**Records contained in a dataset:**

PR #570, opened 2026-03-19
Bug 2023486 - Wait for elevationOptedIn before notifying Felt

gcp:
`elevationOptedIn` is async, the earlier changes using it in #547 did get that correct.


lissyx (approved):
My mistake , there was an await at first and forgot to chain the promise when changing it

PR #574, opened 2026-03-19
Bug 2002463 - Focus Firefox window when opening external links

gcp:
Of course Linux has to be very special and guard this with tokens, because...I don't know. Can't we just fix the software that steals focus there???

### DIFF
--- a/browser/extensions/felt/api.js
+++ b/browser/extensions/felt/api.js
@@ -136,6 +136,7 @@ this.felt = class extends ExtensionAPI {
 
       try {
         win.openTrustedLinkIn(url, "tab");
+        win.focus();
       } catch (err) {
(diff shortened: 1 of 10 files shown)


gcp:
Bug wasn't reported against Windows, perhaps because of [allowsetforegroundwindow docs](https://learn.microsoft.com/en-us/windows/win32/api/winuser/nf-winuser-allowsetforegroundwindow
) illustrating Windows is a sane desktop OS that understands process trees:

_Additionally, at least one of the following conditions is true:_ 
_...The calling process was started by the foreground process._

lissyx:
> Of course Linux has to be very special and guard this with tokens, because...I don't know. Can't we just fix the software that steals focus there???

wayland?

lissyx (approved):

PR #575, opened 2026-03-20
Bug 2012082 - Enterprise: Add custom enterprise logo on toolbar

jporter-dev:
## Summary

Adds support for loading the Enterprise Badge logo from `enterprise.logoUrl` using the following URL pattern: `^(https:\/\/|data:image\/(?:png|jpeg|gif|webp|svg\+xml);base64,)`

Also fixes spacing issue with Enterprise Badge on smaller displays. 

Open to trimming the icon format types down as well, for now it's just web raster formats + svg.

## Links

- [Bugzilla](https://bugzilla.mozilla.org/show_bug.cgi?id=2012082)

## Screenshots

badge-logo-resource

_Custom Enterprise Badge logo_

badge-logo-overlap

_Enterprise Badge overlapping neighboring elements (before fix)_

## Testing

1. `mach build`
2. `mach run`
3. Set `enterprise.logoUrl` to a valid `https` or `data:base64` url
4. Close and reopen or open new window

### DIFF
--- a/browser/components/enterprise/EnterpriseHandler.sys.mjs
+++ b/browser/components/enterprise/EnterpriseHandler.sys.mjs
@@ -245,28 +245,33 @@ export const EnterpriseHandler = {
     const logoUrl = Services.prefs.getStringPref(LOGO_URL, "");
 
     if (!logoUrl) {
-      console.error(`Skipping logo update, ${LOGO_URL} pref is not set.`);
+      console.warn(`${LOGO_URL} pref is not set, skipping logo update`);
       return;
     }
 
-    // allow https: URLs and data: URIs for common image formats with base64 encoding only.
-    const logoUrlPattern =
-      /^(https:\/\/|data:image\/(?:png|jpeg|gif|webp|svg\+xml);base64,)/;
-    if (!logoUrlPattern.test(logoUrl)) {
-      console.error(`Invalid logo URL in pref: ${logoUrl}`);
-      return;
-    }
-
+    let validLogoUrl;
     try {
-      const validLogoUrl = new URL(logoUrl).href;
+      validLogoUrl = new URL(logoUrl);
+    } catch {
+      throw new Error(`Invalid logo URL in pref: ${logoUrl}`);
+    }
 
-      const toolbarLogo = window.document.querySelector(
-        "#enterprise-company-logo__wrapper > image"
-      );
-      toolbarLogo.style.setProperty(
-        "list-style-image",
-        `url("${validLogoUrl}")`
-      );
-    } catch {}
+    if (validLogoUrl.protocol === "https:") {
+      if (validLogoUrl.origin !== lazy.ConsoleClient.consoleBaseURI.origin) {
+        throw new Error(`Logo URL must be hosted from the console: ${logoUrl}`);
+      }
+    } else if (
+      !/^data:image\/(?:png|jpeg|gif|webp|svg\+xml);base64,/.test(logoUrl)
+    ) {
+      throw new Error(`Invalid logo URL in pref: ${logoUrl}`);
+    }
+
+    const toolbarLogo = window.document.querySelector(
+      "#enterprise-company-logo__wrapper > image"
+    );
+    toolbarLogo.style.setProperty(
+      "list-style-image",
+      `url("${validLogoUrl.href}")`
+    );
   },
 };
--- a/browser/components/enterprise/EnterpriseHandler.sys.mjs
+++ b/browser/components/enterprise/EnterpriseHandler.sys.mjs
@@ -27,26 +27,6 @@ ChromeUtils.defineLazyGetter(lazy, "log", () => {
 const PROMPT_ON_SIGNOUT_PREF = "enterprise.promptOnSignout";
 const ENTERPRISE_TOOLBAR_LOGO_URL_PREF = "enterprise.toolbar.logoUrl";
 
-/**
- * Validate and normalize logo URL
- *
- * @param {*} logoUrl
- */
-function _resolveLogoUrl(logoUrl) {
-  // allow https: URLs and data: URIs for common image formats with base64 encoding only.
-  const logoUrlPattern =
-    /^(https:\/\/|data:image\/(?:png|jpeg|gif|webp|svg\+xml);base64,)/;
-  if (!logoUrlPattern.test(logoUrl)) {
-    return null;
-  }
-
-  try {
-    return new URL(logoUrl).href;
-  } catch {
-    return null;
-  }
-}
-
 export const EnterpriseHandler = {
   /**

**TASK INSTRUCTIONS:** In the records above, how many lines include "toolbarLogo"? Reply only with the number.

**REPLY:** 4